━━━ SUPPLIED ENTRIES ━━━

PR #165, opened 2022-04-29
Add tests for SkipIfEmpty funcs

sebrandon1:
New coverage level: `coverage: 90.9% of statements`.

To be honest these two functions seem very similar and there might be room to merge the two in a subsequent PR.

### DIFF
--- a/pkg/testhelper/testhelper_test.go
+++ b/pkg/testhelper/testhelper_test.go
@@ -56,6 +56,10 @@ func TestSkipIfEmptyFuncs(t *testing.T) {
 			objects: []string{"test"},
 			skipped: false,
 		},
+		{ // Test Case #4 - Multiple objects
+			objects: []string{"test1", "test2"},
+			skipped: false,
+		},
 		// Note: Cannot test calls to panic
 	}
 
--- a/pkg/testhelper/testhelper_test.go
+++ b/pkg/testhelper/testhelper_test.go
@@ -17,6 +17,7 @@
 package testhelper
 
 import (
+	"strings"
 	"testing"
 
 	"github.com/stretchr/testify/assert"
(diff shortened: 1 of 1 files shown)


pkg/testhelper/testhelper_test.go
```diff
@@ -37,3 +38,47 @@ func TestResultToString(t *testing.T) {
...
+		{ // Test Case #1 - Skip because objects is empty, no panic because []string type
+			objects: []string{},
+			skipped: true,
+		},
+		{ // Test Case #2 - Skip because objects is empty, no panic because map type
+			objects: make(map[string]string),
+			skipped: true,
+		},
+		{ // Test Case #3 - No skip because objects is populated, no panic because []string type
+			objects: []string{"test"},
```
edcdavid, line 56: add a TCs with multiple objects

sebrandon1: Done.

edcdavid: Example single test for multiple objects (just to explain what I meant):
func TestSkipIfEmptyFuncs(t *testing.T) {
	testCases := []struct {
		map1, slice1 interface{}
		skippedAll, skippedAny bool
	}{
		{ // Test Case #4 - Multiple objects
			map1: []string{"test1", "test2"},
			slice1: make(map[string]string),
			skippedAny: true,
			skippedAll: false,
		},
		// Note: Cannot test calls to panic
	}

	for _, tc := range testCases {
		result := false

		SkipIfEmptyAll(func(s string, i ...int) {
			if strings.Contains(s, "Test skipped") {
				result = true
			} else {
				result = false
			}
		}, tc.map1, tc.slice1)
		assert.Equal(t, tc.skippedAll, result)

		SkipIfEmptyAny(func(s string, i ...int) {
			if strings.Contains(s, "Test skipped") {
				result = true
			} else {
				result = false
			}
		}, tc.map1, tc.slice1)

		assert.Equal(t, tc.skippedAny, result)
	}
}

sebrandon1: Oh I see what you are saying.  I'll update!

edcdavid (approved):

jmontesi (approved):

━━━

- PROBLEM TO SOLVE:
Output the records above, each one exactly, with none left out.

- EXPECTED ANSWER:
PR #165, opened 2022-04-29
Add tests for SkipIfEmpty funcs

sebrandon1:
New coverage level: `coverage: 90.9% of statements`.

To be honest these two functions seem very similar and there might be room to merge the two in a subsequent PR.

### DIFF
--- a/pkg/testhelper/testhelper_test.go
+++ b/pkg/testhelper/testhelper_test.go
@@ -56,6 +56,10 @@ func TestSkipIfEmptyFuncs(t *testing.T) {
 			objects: []string{"test"},
 			skipped: false,
 		},
+		{ // Test Case #4 - Multiple objects
+			objects: []string{"test1", "test2"},
+			skipped: false,
+		},
 		// Note: Cannot test calls to panic
 	}
 
--- a/pkg/testhelper/testhelper_test.go
+++ b/pkg/testhelper/testhelper_test.go
@@ -17,6 +17,7 @@
 package testhelper
 
 import (
+	"strings"
 	"testing"
 
 	"github.com/stretchr/testify/assert"
(diff shortened: 1 of 1 files shown)


pkg/testhelper/testhelper_test.go
```diff
@@ -37,3 +38,47 @@ func TestResultToString(t *testing.T) {
...
+		{ // Test Case #1 - Skip because objects is empty, no panic because []string type
+			objects: []string{},
+			skipped: true,
+		},
+		{ // Test Case #2 - Skip because objects is empty, no panic because map type
+			objects: make(map[string]string),
+			skipped: true,
+		},
+		{ // Test Case #3 - No skip because objects is populated, no panic because []string type
+			objects: []string{"test"},
```
edcdavid, line 56: add a TCs with multiple objects

sebrandon1: Done.

edcdavid: Example single test for multiple objects (just to explain what I meant):
func TestSkipIfEmptyFuncs(t *testing.T) {
	testCases := []struct {
		map1, slice1 interface{}
		skippedAll, skippedAny bool
	}{
		{ // Test Case #4 - Multiple objects
			map1: []string{"test1", "test2"},
			slice1: make(map[string]string),
			skippedAny: true,
			skippedAll: false,
		},
		// Note: Cannot test calls to panic
	}

	for _, tc := range testCases {
		result := false

		SkipIfEmptyAll(func(s string, i ...int) {
			if strings.Contains(s, "Test skipped") {
				result = true
			} else {
				result = false
			}
		}, tc.map1, tc.slice1)
		assert.Equal(t, tc.skippedAll, result)

		SkipIfEmptyAny(func(s string, i ...int) {
			if strings.Contains(s, "Test skipped") {
				result = true
			} else {
				result = false
			}
		}, tc.map1, tc.slice1)

		assert.Equal(t, tc.skippedAny, result)
	}
}

sebrandon1: Oh I see what you are saying.  I'll update!

edcdavid (approved):

jmontesi (approved):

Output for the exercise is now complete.